Holly smiled. “I’m going to courier you some bed linen.” Which would hopefully give them the name of Gina’s current lover—assuming he, or she, was in the system. They could cross-reference her phone records. See if they could obtain voluntary DNA samples for all her acquaintances, which would help whittle down the suspect pool to a manageable number. “If you could get back to me ASAP on DNA and run it through every database you can think of, I would be forever in your debt.” If she waited for normal channels, they wouldn’t see results for at least a month, and she couldn’t bear another month of the commanding officer from hell.
“Is this favor worth a weekend away with me to NYC?”
“Anything.”
“Anything? Wow, I should have asked for a fortnight in Hawaii, seen if we could hustle us up some cabana boys.” Holly could hear her friend’s grin. She was irreverent and unrepentant and the master of decoding genetic secrets of biological material in all its many forms. “Tell ’em to mark the package urgent and with my name, not just the lab. I’ll get on it as soon as it arrives.”
“Thanks, Cass. I owe you.”
“And I will collect.”
Thom hovered behind Finn as he pushed inside Laura’s back door. He’d tried to get Finn to calm down, but for once the unflappable ex-soldier was too riled for reason.
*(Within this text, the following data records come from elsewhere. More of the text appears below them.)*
Issue #238, opened 2015-06-09
Does Splash handle javascript set cookies?


mappelgren:
I'm interested in building a scraper that goes through a site and finds what cookies are being set both 1st party and 3rd party. Scrapy's built in cookie middleware only deals with cookies set in http headers (set-cookies). I'm interested in cookies set through other methods, for example javascript. Therefore I wonder, how does Splash/scrapyjs handle cookies set through other means than http headers? Does it set javascript cookies or handle them in any way? Or are they just ignored?

Youwotma:
I just checked and they don't get saved or reported in the har file, so pretty much ignored.

mappelgren:
Ok, thanks! Thats too bad, do you think it would be possible to modify something to make them at least acknowledge that they are being created?

Youwotma:
As a workarround you could [inject a script](https://splash.readthedocs.org/en/latest/api.html#execute-javascript) to read the contents of document.cookie.
I don't know what endpoint you are using, but for example you could save it as an attribute of the body element with this script.
```
document.body.setAttribute("data-cookie", document.cookie);
```

mappelgren:
Ok, so document.cookie would contain the cookies but they wouldn't be set or forwarded with requests. That makes sense. Thanks a lot for your help!

kmike:
Thanks for the discussion! See also: https://github.com/scrapinghub/splash/issues/135. We need to fix it somehow.

lucaswxp:
Hey guys.

For me, document.cookie appears to be always empty, try this request, for instance:
```sh
curl -i -X POST -H 'content-type: application/json' -d '{"js_source": "document.body.setAttribute(\"data-cookie\", document.cookie);", "wait": 3, "url": "http://www.americanas.com.br"}'  http://localhost:8050/render.html
```
Then `body[data-cookie]` will be empty.

But if I do a raw curl request, I get the cookies set back:
```sh
curl -I http://www.americanas.com.br
> ...
Set-Cookie: MobileOptOut=1; path=/; domain=americanas.com.br
Set-Cookie: b2wChannel=ACOM; path=/; domain=americanas.com.br
Set-Cookie: akaau=1438897818~id=b874481c11a6576d5e992cfba8510912; path=/
```

Any guidance in how do I get all cookies from the response within splash?

herlon214:
:+1:

Youwotma:
[...]

Issue #135, opened 2014-12-22
cookies modified from JS code


kmike:
We should check and document what happens when cookies are modified in JS code, but no further requests are sent.

PR #316, opened 2015-10-15
JS cookie support ( #238, #135)

Youwotma:
JS cookies are sent in the http headers, and header cookies are visible
to JavaScript.

This doesn't fix the cookie sharing problem between different sessions.

### DIFF
--- a/splash/network_manager.py
+++ b/splash/network_manager.py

“I need your help,” Finn said to Laura.
She stood there in old jeans, a faded pink sweatshirt, and both hands covered in clay. The outfit was all potter, but the angle of her chin and glint in her eye was pure prosecuting attorney. He caught her gaze. She nodded at him, that silent communication all they needed to co
nvey the importance of this moment. Finn asking for help. She turned, wiping her hands on a crusted rag.
“Gina Swartz was found dead, and they’ve taken Brent for questioning.”
Her hand went to her chest and Thom watched her nostrils flare before she swallowed. “They used to date, right?”
“Yeah. But he broke it off a couple of months ago. She told me she’d just started seeing someone else.”
“Who?”
“I don’t know.” Finn ran both hands over his face. The guy had been up all last night and probably hadn’t got much sleep the two nights before that. Thom clasped his hands together wanting to do something to help. Finn had long ago stopped being the vulnerable teenager Thom had rescued. But right now he was remembering everything he’d gone through to become the man he was today.
“Does he have an alibi?” Laura asked Finn.
Finn’s lip curled. “Brent? How would he? He’s almost a recluse.”
“Hmmm…” She headed for the tap and started running hot water and then soap over the red clay that was trapped in the margins of her fingernails. She got the scrubbing brush to work, clearly figuring out what she was going to say.
Finn’s expression hardened. “I know he’s not the nicest guy in the world.”
“Not nice barely covers it.” Laura looked over her shoulder archly.
So she’d met Brent Carver.
“Look, I know he doesn’t conform to all the social niceties.” Finn’s voice was tight, his actions jerky.
Laura’s eyes flicked to Thom. She seemed to be looking to him for guidance. He opened his mouth, but nothing came out.
“He loved Gina. He wouldn’t hurt her,” Finn said.
“Hmmm…” She dried her hands on a soft peach towel beside the sink.
“OK.” Finn rammed his fingers through his hair. “Just give me the name of another lawyer in Port Alberni who has a chance of keeping an ex-con—who’s on parole—out of jail. And lock the doors and windows from now on because Brent didn’t do this. Someone else did.” He turned and shouldered his way past Thom.
Thom exhaled a breath and stared at Laura, strangely at ease with her, considering she jumbled him up inside. “It would mean a lot to him,” he said. “You might not have noticed, but he rarely asks for anything for himself.”